**Extracted records**
□ □ □ □ □ □ □

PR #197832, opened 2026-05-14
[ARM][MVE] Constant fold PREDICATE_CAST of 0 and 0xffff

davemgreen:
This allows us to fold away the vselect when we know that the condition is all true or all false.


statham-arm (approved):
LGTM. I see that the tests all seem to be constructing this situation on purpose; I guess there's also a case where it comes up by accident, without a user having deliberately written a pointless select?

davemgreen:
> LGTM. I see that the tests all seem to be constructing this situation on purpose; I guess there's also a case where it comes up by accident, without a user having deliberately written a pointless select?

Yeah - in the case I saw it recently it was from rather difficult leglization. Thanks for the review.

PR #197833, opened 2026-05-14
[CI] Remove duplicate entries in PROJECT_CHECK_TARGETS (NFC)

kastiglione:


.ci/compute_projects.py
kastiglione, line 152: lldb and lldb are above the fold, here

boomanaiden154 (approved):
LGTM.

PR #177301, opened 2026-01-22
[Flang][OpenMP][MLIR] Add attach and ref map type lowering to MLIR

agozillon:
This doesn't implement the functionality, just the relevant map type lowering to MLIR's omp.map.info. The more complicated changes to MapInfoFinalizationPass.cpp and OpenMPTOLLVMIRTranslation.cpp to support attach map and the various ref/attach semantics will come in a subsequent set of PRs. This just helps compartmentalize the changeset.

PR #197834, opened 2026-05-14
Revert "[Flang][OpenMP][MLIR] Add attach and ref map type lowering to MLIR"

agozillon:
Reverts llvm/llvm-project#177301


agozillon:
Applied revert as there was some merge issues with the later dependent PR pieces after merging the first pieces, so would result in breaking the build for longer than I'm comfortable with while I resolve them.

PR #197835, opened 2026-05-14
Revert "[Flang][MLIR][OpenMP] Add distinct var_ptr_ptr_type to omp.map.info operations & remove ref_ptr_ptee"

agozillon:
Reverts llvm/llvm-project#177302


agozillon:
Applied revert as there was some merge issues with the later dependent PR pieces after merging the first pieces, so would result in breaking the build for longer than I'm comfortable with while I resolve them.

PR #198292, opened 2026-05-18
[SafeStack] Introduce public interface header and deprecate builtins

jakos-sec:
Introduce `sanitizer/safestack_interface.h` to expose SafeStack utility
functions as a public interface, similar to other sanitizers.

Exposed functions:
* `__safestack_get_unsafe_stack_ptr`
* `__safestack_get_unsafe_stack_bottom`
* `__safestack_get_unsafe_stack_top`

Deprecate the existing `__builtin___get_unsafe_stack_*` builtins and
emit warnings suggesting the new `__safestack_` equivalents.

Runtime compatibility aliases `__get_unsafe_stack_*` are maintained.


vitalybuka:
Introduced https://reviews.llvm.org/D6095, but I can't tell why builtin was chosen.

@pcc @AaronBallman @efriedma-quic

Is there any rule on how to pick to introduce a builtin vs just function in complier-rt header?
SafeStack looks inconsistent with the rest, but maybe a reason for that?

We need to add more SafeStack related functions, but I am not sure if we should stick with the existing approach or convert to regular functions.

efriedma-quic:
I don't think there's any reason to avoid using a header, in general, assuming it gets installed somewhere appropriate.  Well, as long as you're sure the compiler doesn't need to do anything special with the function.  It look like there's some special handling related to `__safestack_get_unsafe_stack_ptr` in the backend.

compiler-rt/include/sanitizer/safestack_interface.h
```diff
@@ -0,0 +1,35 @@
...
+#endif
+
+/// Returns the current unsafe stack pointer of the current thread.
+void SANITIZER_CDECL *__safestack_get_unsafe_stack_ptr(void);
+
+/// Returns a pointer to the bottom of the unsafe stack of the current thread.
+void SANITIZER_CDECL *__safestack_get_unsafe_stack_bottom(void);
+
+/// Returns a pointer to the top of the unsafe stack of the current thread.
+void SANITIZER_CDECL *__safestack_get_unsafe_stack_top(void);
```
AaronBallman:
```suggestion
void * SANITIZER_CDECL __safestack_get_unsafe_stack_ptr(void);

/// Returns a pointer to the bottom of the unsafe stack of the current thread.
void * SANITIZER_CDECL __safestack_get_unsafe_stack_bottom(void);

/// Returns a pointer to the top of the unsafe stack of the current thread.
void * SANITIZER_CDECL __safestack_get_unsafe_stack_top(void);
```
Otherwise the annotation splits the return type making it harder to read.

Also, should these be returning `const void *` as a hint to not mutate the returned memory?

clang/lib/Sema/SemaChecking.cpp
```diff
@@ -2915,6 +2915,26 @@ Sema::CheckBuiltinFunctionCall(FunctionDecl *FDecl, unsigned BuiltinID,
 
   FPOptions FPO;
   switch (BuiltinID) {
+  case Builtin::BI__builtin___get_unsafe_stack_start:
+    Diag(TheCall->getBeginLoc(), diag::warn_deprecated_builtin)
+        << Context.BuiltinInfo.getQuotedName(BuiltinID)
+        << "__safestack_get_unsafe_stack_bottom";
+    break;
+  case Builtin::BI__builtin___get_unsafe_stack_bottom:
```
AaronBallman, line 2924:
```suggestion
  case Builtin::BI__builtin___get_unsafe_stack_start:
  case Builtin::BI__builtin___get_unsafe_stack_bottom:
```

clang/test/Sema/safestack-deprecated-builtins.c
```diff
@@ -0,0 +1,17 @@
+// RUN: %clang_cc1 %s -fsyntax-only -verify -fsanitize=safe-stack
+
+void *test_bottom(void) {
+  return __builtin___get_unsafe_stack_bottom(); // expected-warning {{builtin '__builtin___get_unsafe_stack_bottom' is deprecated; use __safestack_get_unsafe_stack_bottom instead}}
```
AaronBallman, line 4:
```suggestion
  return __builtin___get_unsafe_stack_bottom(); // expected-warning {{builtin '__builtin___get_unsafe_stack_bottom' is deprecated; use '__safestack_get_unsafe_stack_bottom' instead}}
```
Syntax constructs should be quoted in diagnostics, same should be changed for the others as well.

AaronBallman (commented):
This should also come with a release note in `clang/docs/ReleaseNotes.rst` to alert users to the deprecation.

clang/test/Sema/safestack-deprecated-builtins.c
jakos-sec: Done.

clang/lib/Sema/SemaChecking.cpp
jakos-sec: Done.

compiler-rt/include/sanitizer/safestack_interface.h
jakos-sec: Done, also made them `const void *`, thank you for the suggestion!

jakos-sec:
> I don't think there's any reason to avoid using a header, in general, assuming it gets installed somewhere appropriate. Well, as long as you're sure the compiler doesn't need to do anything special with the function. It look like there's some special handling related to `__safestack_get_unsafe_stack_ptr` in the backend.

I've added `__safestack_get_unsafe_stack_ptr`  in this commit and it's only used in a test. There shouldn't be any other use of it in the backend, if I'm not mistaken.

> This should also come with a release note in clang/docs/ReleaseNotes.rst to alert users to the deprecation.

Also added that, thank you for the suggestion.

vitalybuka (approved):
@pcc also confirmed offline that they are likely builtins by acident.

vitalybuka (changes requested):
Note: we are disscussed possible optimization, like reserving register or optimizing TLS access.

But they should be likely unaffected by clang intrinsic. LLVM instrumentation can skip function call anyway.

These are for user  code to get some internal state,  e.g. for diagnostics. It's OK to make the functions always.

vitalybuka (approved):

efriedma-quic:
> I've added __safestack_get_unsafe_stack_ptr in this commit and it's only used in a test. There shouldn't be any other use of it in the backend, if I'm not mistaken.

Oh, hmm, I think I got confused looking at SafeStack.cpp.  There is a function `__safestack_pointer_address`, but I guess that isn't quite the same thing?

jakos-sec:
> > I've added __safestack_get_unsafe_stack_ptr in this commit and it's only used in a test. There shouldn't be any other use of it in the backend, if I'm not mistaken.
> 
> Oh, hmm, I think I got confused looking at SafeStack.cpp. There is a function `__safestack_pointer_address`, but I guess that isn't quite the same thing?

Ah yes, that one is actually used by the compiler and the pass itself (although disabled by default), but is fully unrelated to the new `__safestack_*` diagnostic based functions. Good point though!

□ □ □ □ □ □ □

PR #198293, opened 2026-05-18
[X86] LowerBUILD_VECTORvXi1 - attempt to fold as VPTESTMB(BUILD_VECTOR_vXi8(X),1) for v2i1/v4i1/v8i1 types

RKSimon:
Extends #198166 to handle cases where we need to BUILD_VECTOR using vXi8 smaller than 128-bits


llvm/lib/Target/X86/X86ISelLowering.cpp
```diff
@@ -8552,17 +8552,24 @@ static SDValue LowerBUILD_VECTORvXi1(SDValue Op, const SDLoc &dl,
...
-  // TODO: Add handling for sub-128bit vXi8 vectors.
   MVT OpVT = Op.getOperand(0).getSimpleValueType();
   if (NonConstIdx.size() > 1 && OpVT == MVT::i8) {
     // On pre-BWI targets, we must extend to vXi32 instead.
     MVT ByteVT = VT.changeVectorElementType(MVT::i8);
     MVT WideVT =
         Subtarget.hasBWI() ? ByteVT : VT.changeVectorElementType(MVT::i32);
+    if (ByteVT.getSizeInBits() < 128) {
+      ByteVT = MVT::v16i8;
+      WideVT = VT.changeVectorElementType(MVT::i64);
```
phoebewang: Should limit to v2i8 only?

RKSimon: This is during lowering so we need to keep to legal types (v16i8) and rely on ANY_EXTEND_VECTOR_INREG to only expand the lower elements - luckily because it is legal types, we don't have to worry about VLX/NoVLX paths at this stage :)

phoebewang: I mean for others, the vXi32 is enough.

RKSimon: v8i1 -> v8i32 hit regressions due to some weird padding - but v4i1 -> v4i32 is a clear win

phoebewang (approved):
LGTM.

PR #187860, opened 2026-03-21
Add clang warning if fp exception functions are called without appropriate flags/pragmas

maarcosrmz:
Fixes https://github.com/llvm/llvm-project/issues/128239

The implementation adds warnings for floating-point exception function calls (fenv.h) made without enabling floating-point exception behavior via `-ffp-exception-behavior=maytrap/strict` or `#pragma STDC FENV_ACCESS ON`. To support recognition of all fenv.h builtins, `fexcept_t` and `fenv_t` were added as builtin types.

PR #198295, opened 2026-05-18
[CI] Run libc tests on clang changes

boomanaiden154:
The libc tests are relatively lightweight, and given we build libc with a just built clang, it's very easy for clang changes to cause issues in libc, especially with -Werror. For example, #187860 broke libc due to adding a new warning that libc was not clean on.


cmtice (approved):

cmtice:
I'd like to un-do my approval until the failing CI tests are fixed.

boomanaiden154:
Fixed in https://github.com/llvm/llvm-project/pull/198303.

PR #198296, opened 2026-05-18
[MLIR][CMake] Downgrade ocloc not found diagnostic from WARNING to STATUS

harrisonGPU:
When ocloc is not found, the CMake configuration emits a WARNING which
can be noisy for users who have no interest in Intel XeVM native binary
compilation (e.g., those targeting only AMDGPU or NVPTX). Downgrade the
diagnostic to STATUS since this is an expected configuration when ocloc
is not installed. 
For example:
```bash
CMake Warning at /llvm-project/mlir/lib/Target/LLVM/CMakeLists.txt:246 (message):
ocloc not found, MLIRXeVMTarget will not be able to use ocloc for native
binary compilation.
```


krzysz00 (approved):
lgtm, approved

□ □ □ □ □ □ □

**Instructions for the task**
I'd like the lines above from the one with "[MLIR][CMake] Downgrade ocloc" up to and including the one with "is not installed." copied exactly, with no other lines.

**Exercise output**
[MLIR][CMake] Downgrade ocloc not found diagnostic from WARNING to STATUS

harrisonGPU:
When ocloc is not found, the CMake configuration emits a WARNING which
can be noisy for users who have no interest in Intel XeVM native binary
compilation (e.g., those targeting only AMDGPU or NVPTX). Downgrade the
diagnostic to STATUS since this is an expected configuration when ocloc
is not installed. 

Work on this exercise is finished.